There are some things I am just glad that I can't afford to buy.

Hotter Day


First sound- the baby robins chinking for food a-sound like someone chipping away at a musical stone. The proximity of their nest to our activities...right outside the front door, under the edge of the porch, gives us a chance to see what robin folk do at night.

Stand guard is what they do. Literally standing on the side of the nest, bill thrust upward in defiant defense of their small brood. They are suffering so from the heat, adults and chicks panting all day long, or the babies just hanging their heads over the side of the nest, drooping sadly. I feel about the same way.

First sight- the phoebe that has undertaken a late nesting somewhere in the yard. It either awaits on the wire just outside the landing window and looks me right in the eye or guddles around in the driveway jerking its tail as phoebes do.

First outrage- The %^&&** deer mowed the tops off my entire crop of green beans.
And tore down the foil pans I hung to deter them.
I was hoping they wouldn't find them.

Moved Sadie dog from the barn to her lounging dog house under the tree nearby. (She normally does night duty in the barn due to barking issues.) Don't know if that will keep them at bay, but it is worth a shot.
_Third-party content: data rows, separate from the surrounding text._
PR #9340, opened 2022-12-22
feat(query): purge files after insert with stage attachment

everpcpc:

## Summary

Summary about this PR

Closes #issue


src/query/service/src/interpreters/interpreter_insert_v2.rs
```diff
@@ -113,6 +117,30 @@ impl InsertInterpreterV2 {
...
+    async fn try_purge_files(
+        ctx: Arc<QueryContext>,
+        stage_info: &UserStageInfo,
+        stage_files: &[StageFileInfo],
+    ) {
+        let table_ctx: Arc<dyn TableContext> = ctx.clone();
+        let op = StageTable::get_op(stage_info);
+        match op {
+            Ok(op) => {
+                let file = Files::create(table_ctx, op);
```
ariesdevil, line 129: I think the variable name change to `file_op` will be better.

ariesdevil (approved):

src/query/service/src/interpreters/interpreter_insert_v2.rs
```diff
@@ -197,10 +228,18 @@ impl InsertInterpreterV2 {
                             start.elapsed().as_secs()
                         );
                         table
-                            .commit_insertion(ctx, append_entries, overwrite)
+                            .commit_insertion(ctx.clone(), append_entries, overwrite)
                             .await?;
 
-                        // TODO:(everpcpc) purge copied files
+                        if stage_info.copy_options.purge {
```
youngsofun, line 234: only pure when success?

everpcpc: this whole block seems all under success condition?

youngsofun: yes, I means do we need co consider to pure when fail

youngsofun (approved):

everpcpc:
@mergify update

PR #9350, opened 2022-12-23
chore(logging): disabled debug log to stderr for sled

drmingdrmer:

## Related Issues

### DIFF
--- a/.github/actions/test_unit/action.yml
+++ b/.github/actions/test_unit/action.yml
@@ -17,7 +17,7 @@ runs:
       run: cargo -Z sparse-registry test
       env:
         RUST_TEST_THREADS: "2"
-        RUST_LOG: DEBUG,sled=INFO
+        RUST_LOG: INFO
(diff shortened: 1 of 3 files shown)


Xuanwo (approved):

Xuanwo:
image

Seems not affected. I remember metasrv has its own logging settings.

drmingdrmer:
> Seems not affected. I remember metasrv has its own logging settings.

Logging level in env variable should also be updated too.

BohuTANG:
@drmingdrmer Can we change the unit test log level from DEBUG to INFO? 
DEBUG still has many logs(most are meta srv) but is not helpful most time.

drmingdrmer:
> @drmingdrmer Can we change the unit test log level from DEBUG to INFO? DEBUG still has many logs(most are meta srv) but is not helpful most time.

Should we just stop writing debug-level logs to stderr, and instead only write debug-level logs to log-file?

PR #9353, opened 2022-12-24
refactor(query): split fuse source to read data and deserialize

zhang2014:

## Summary

refactor(query): split fuse source to read data and deserialize

Closes #issue


sandflee:
@zhang2014 , why we are doing this feature? should hive adaptive related logic?

BohuTANG:
@sandflee 

This PR tries to make read data and deserialize data into different transforms and let them more parallel.

zhang2014:
> @zhang2014 , why we are doing this feature? should hive adaptive related logic?

Since hive depends on the metadata of the parquet, there may be no way to split it.

src/query/sql/src/planner/optimizer/heuristic/prewhere_optimization.rs
```diff
@@ -11,133 +11,133 @@
...
-            let children = s_expr
-                .children()
-                .iter()
-                .map(|expr| self.prewhere_optimize(expr.clone()))
-                .collect::<Result<Vec<_>>>()?;
-            Ok(SExpr::create(rel_op.clone(), children, None, None))
-        }
-    }
-}
+//
```
sundy-li, line 14: `prewhere` may be useful for other engines like Parquet engine.

We can turn off the prewhere in catalog:

```
fn support_prewhere(&self) -> bool {
        false
}
```

For fusetable.

src/query/service/src/sessions/query_ctx.rs
```diff
@@ -232,6 +232,22 @@ impl TableContext for QueryContext {
         self.partition_queue.write().pop_front()
     }
 
+    fn try_get_parts(&self, num: usize) -> Vec<PartInfoPtr> {
+        let mut res = Vec::with_capacity(num);
+        let mut partition_queue = self.partition_queue.write();
+
+        for _index in 0..num {
+            if let Some(part) = partition_queue.pop_front() {
```
BohuTANG, line 240:
```suggestion
            if let Some(part) = partition_queue.pop_front() {
                res.push(part);
            } else {
            break;
            }
```

src/query/storages/fuse/src/operations/read/native_data_source_reader.rs
```diff
@@ -0,0 +1,155 @@
...
+        }
+
+        Ok(Event::Async)
+    }
+
+    async fn async_process(&mut self) -> Result<()> {
+        let mut parts = Vec::with_capacity(self.batch_size);
+        let mut chunks = Vec::with_capacity(self.batch_size);
+
+        for _index in 0..self.batch_size {
```
BohuTANG, line 133: let parts = self.ctx.try_get_parts(self.batch_size)?

BohuTANG (approved):

src/query/storages/fuse/src/operations/read/native_data_source_reader.rs
BohuTANG: Else LGTM :/

Issue #8995, opened 2022-11-28
Feature(VIP):  unify format options and remove `format_` settings


youngsofun:
# background

we need many options for diff formats https://github.com/datafuselabs/databend/issues/8914

suppose we want to load a file with file format CSV and field delimiter "|".
we have 3 ways:

streaming load handler

```
curl  -u root: \
-H "insert_sql:insert into t1 format CSV"  \
-F "upload=@foo.csv"  \
-H "format_field_delimter=|" \
-XPUT http://127.0.0.1:8000/v1/streaming_load
```

clickhouse handler 

```
 curl 'http://localhost:8123/?query=insert%20into%20t1%20format%20CSV?format_field_delimter=| \
 --data-binary @foo.csv
```

copy SQL

```
copy into t1 from 's3://mybucket/foo.csv'
 FILE_FORMAT = (type = 'CSV'  field_delimiter = '|')
```

for the first two `format_field_delimter` is actually apply to the settings of the session (for the HTTP request).
 we can also pass any other settings the same way.
 

 So to summarize
 
 we have two repr for  "file format with format option"
 
 - SQL clause `FILE_FORMAT = (type = 'CSV'  some_option = '|')``,  for copy
 - SQL clause `FORMAT CSV` and the `format_xxx` settings, for insert with clickhouse and streaming load
 
 
 # what`s wrong with it
 
 
 Firstly, settings is  essentially **not ** suitable to store format option.
 
1.  the ·(type = 'CSV'  some_option = '|')` is a whole, should be set/update atomicly
2. setting must have one default value, 2 problem:
    1. we can not tell if it is set by user on purpose or set (global) by other users or just default.   in contrast, in `FILE_FORMAT = (type = 'CSV'  some_option = '|')`, it is clear weather an option 
  not appeared. and we have the `type = 'CSV` as context.
    2. diff format has diff default value

  
  
 
 
 Secondly, no good for compatiblily.

 1. for streaming load, we are free to design our style.
 2. for clickhouse, we are still not  compatible with
  clickhouse about the settings be cause the set of settings are different.
 
 thirdly, hard to use.
 
 1. not unified
 2. `format_` prefx make it long and easy to forget
 3. there will be many options later, add to a lot of settings.
 2. http header is hard to check and http param need escape.

 
 fourthly, hard to maintain.
 
 1. harder to check and report error
 2. need more code to add an option and test them
 
 
 # propose
 
[...]

PR #9360, opened 2022-12-26
refactor: remove format_xxx settings.

youngsofun:

## Summary

Summary about this PR

Closes https://github.com/datafuselabs/databend/issues/8995

some futher refactor need to be done, after this pr is merged.


Xuanwo (approved):

BohuTANG:
We should document them as deprecated and instead use the new formats.

youngsofun:
> We should document them as deprecated and instead use the new formats.

docs are already updated to the new format last week.

youngsofun:
1. old format is not mentioned in current docs
2. when using old format  will get error message like "Only supports INSERT INTO $table FILE_FORMAT = (type = 'CSV' ..)"

src/query/service/src/servers/http/v1/load.rs
```diff
@@ -229,8 +178,16 @@ pub async fn streaming_load(
                     )),
                 }
             }
+            InsertInputSource::StreamingWithFormat(_, _, _) => Err(poem::Error::from_string(
+                "'INSERT INTO $table FORMAT <type> is now only supported in clickhouse handler,\
+                     please use 'FILE_FORMAT = (type = <type> ...)' instead.",
+                StatusCode::BAD_REQUEST,
+            )),
```
youngsofun, line 185: @BohuTANG refined the error message.

ariesdevil (approved):

PR #13993, opened 2023-12-12
feat: support more runtime filter types

xudong963:

## Summary

Currently we support three runtime filter types: bloom filter, inlist filter and min-max filter.

The inlist filter is only generated if the amount of data on the build side is less than or equal to 1024.

The min-max filter is generated regardless of the data size.

Both inlist filter and min-max filter will be used for partitions prune.

The bloom filter is generated regardless of the data size, but its generation needs to be enabled. `set enable_runtime_filter = 1`;

The bloom filter will filter the data block after deserialization in the parquet fuse engine. In the native fuse engine, it will prune the page first, and then filter the data block together with the prewhere filter.

The bloom runtime filter is useful in certain scenarios, such as when there are heavy computations between scan and join. Because we need to build a bloom filter to scan it, it has some overhead, so currently we decide whether to turn it on or not through the configuration, and in the future we can adapt to it by estimating some statistics (but there are inaccuracies, and the estimation error is relatively large, which needs to be further determined).

## Tests
- [ ] Unit Test
- [x] Logic Test
- [ ] Benchmark Test
- [ ] No Test 

For the bloom runtiem filter, the configuration is turned on for testing in the tpch and tpcds tests
For inlist and min-max filters tests now go to the relevant logic by default.

- - -
This change is [Reviewable](https://reviewable.io/reviews/datafuselabs/databend/13993)


src/query/storages/fuse/src/operations/read/parquet_data_source_deserializer.rs
```diff
@@ -62,6 +72,46 @@ pub struct DeserializeDataTransform {
     virtual_reader: Arc<Option<VirtualColumnReader>>,
 
     base_block_ids: Option<Scalar>,
+    cached_runtime_filter: Option<Expr>,
+}
+
+#[macro_export]
+macro_rules! impl_runtime_filter {
```
BohuTANG, line 79: Why use the macro here?

xudong963: `NativeDeserializeDataTransform` and `DeserializeDataTransform` will share the method

src/query/storages/fuse/src/operations/read/parquet_data_source_deserializer.rs
```diff
@@ -62,6 +72,46 @@ pub struct DeserializeDataTransform {
...
+                        Err(ErrorCode::Internal(
+                            "Invalid empty predicate list".to_string(),
+                        ))
+                    })?;
+                self.cached_runtime_filter = Some(filter);
+            }
+            // Using runtime filter to filter data_block
+            let func_ctx = self.ctx.get_function_context()?;
+            let evaluator = Evaluator::new(&data_block, &func_ctx, &BUILTIN_FUNCTIONS);
+            let filter = evaluator
```
Dousir9, line 108: We perform one more filter on all data on the probe side, will this always reduce the overall query time ?

Dousir9: > We perform extra filter on all data on the probe side, will this always reduce the overall query time ?

Dousir9:
In fact, after prewhere, the runtime filter executed in storage layer is equivalent to executing `TransformFilter` in Pipeline.

src/query/storages/fuse/src/operations/read/native_data_source_deserializer.rs
```diff
@@ -795,7 +809,12 @@ impl Processor for NativeDeserializeDataTransform {
                 block
             };
 
-            // Step 7: Add optional virtual columns
+            // Step 7: runtime filter
+            if self.ctx.has_runtime_filters(self.table_index) {
```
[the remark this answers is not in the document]
xudong963: Do you mean to run runtime filter and prewhere filter together?  Maybe putting runtime filter after prewhere is enough. 
https://github.com/datafuselabs/databend/pull/13993/files#diff-5f07a6b7fa92f1af336bb92dd94bad639be187e259a37f4a06e80b20bbcb7b1bR821-R824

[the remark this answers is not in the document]
Dousir9: No, this is not a performance issue, but a correctness issue, the DataBlock filtered by the runtime filter no longer corresponds to the filter generated by prewhere.

src/query/storages/fuse/src/operations/read/parquet_data_source_deserializer.rs
xudong963: Update performance explanation in summary.

xudong963:
Update: After two days of testing, this PR may cause a potential performance degradation. The filtering done here is not as effective as doing it directly in the hashjoin probe. Additionally, if the selectivity is very low, it can introduce the overhead of filter execution. Although it has the potential to improve performance in a distributed environment by reducing the amount of data shuffled, this depends on certain rules to effectively reduce the data volume. In the future, we can formulate these rules first, and then continue with this PR.

src/query/service/src/pipelines/processors/transforms/hash_join/hash_join_build_state.rs
```diff
@@ -101,6 +111,10 @@ pub struct HashJoinBuildState {
     pub(crate) send_val: AtomicU8,
     /// Wait all processors finish read spilled data, then go to new round build
     pub(crate) restore_barrier: Barrier,
+    pub(crate) enable_inlist_runtime_filter: bool,
+    pub(crate) enable_min_max_runtime_filter: bool,
+    /// Need to open runtime filter setting.
```
JackTan25, line 116: for inlist and min_max index, we really need a flag to control them? I think they can always be open.

src/query/service/src/pipelines/processors/transforms/hash_join/hash_join_build_state.rs
```diff
@@ -229,15 +264,30 @@ impl HashJoinBuildState {
...
-                        .chunks
-                        .clone()
-                };
+            let build_chunks = unsafe {
+                (*self.hash_join_state.build_state.get())
+                    .generation_state
+                    .chunks
+                    .clone()
+            };
+
```
JackTan25, line 273: if it takes place spill, can we hold these all entirely?

src/query/storages/fuse/src/operations/read/parquet_data_source_deserializer.rs
```diff
@@ -110,8 +126,138 @@ impl DeserializeDataTransform {
...
+                            idx += 1;
+                        }),
+                        _ => unreachable!(),
+                    }
+                }
+                _ => unreachable!(),
+            }
+        }
+        data_block.filter_with_bitmap(&bitmap.into())
+    }
```
JackTan25, line 260: The native data source and here have many duplicate codes. Maybe we can reduce that, but it doesn't matter.

JackTan25:
https://github.com/datafuselabs/databend/pull/13993/files#diff-84c18d94fc35afdff4847006353b09aadc9f47326da6e6dc2238d4a4d224700eL241 we need to add offsets here after filter some rows by the filter expr of runtime filter. The same with native source. Thanks cc @xudong963 And please add test for this.

JackTan25:
After this merge, we can start to test the performance of merge-into-runtime-filter branch cc @SkyFan2002

src/query/service/src/pipelines/processors/transforms/hash_join/hash_join_build_state.rs
xudong963: Still have some limitations: https://github.com/datafuselabs/databend/pull/13993/files#diff-3a9124588945cc9f4c83fd0bfef409c1fc3ef74b2ccfd49e2504af36bbbb3a9dR144-R157

src/query/service/src/pipelines/processors/transforms/hash_join/hash_join_build_state.rs
xudong963: Spill and runtime filter are in conflict. We won't enable runtime filter when spilling.

src/query/storages/fuse/src/operations/read/native_data_source_deserializer.rs
```diff
@@ -505,6 +524,177 @@ impl NativeDeserializeDataTransform {
...
+        // Check if already cached runtime filters
+        if self.cached_bloom_runtime_filter.is_none() {
+            let bloom_filters = self.ctx.get_bloom_runtime_filter_with_id(self.table_index);
+            let bloom_filters = bloom_filters
+                .into_iter()
+                .filter_map(|filter| {
+                    let name = filter.0.as_str();
+                    // Some probe keys are not in the schema, they are derived from expressions.
+                    self.src_schema
+                        .index_of(name)
```
RinChanNOWWW, line 543: There is a case that is not quite discoverable: the probe key is an inner column of a nested type. In another word, `name` could be "a:b:c" or something like that. It's better to add a test case to cover this case.

src/query/storages/fuse/src/operations/read/native_data_source_deserializer.rs
```diff
@@ -799,12 +990,33 @@ impl Processor for NativeDeserializeDataTransform {
...
+                for rf_filter in rf_filters.into_iter().skip(1) {
+                    rf_bitmap = rf_bitmap.bitand(&rf_filter.into());
+                }
+                if let Some(filter) = &filter {
+                    rf_bitmap = rf_bitmap.bitand(filter.as_column().unwrap());
+                }
+                Some(Value::Column(rf_bitmap.into()))
+            } else {
+                filter
+            };
```
RinChanNOWWW, line 1006: Can use `rf_filters.iter().fold()`.

And how about moving these codes into the method `bloom_runtime_filter`?

test.sql
```diff
@@ -0,0 +1,119 @@
+WITH year_total AS
```
RinChanNOWWW, line 1: Wrongly pushed?

RinChanNOWWW (changes requested):

src/query/service/src/pipelines/processors/transforms/hash_join/hash_join_build_state.rs
```diff
@@ -745,4 +785,168 @@ impl HashJoinBuildState {
         }
         Ok(())
     }
+
+    fn bloom_runtime_filter(
```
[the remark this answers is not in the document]
xudong963: No, runtime filter uses a different bloom filter(https://github.com/ayazhafiz/xorf) and hash method.

src/query/storages/fuse/src/operations/read/native_data_source_deserializer.rs
```diff
@@ -505,6 +524,177 @@ impl NativeDeserializeDataTransform {
...
+    ) -> Result<Vec<MutableBitmap>> {
+        let mut local_arrays = vec![];
+        // Check if already cached runtime filters
+        if self.cached_bloom_runtime_filter.is_none() {
+            let bloom_filters = self.ctx.get_bloom_runtime_filter_with_id(self.table_index);
+            let bloom_filters = bloom_filters
+                .into_iter()
+                .filter_map(|filter| {
+                    let name = filter.0.as_str();
+                    // Some probe keys are not in the schema, they are derived from expressions.
```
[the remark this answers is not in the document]
xudong963: These kinds of probe keys won't leverage bloom runtime filters. We can't get their values during the current phase

test.sql
xudong963: yeah

src/query/storages/fuse/src/operations/read/native_data_source_deserializer.rs
```diff
@@ -505,6 +524,177 @@ impl NativeDeserializeDataTransform {
...
+                            arrays.push((*idx, array.clone()));
+                            local_arrays.push((*idx, array.clone()));
+                            self.array_skip_pages.insert(*idx, 0);
+                        }
+                        None => {
+                            return Ok(vec![]);
+                        }
+                    }
+                }
+            }
```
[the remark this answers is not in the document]
xudong963: If prewhere columns are empty, we add probe keys columns to `prewhere_columns`.  Are there some risks involved?

https://github.com/datafuselabs/databend/blob/941fa8afccc1d49f2aa0ac03b42963d5496813c9/src/query/storages/fuse/src/operations/read/native_data_source_deserializer.rs#L652-L677

src/query/storages/fuse/src/operations/read/native_data_source_deserializer.rs
xudong963: We don't support nested type for probe key, https://github.com/datafuselabs/databend/pull/13993/files#diff-3a9124588945cc9f4c83fd0bfef409c1fc3ef74b2ccfd49e2504af36bbbb3a9dR802

src/query/storages/fuse/src/operations/read/native_data_source_deserializer.rs
xudong963: done

src/query/storages/fuse/src/operations/read/parquet_data_source_deserializer.rs
xudong963: done

xudong963:
> we need to add offsets here after filter some rows by the filter expr of runtime filter. The same with native source. Thanks cc @xudong963 And please add test for this.

Native source has processed offsets, we only need to process parquet source. I'll open runtime filter setting for merge into tests, because they cover the case.

JackTan25 (approved):

src/query/storages/fuse/src/operations/read/native_data_source_deserializer.rs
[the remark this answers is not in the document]
RinChanNOWWW: Ok, let's keep these codes for now.

RinChanNOWWW:
`TableScan` part is LGTM.

SkyFan2002 (approved):

PR #13997, opened 2023-12-12
refactor: using borsh instead of bincode for serde agg function state

### LINKED ISSUE #13979: feat: consider use borsh to serde aggregation state
**Summary**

A lot of hard work in that garden.....most of it mine. I was looking forward to some good meals out of it.

First scare-Becky kept asking me if the scrap man had bull dozed my rhubarb...grandpa's rhubarb really...I am just the guardian of the line. I kept wondering what the heck she was talking about. See she does the chores in the heifer barn and I don't. I couldn't see that he had inadvertently, while doing some work for the boss, cleared out all of my old garden fence and driven the bulldozer right through it. I gave up on that garden because me and my hoe couldn't outfight the nettles. However, my pink lilac and my big rhubarb bed are still there, surrounded by a wall of reed canary grass, but still much loved. When I walked down I was sure that my heirloom plants were gone, but he missed both bush and bed by about two feet. I am grateful. Guess I had better start moving them up closer to the house.

So in a world where there are murders right on the street, in the town where I was born, arson fires, heat waves from Hell and a flood warning, not watch, out in the other end of the county, I will go to work, aggravated by the deer and grateful for the grace that saved the rhubarb that I hold in Grandpa Lachmayer's honor.




Thursday, July 08, 2010

July 4th Milk Dump Protest

This story resonated with me partly because of the photo. That is how our barn looked up until the Amish fixed it not long ago. I wonder how many roofs are going without patches, how many pieces of machinery are being cobbed together in hopes of just one more season, how many visits aren't being made to doctors because the health insurance is too expensive these days.......

Wednesday, July 07, 2010

Cows Before Folks

Sat down with a nutritionist today, a fellow with whom we much enjoy working. He brought his new boss along and in between swapping stories we worked out some new ideas for better feeding the cows. There is no question that we humans could probably use some nutritional advice too (although I don't suppose we would follow it) but the cows come first at least in that respect.

Learned some good stuff about putting up the Sudan grass we planted too, which will be useful I am hoping.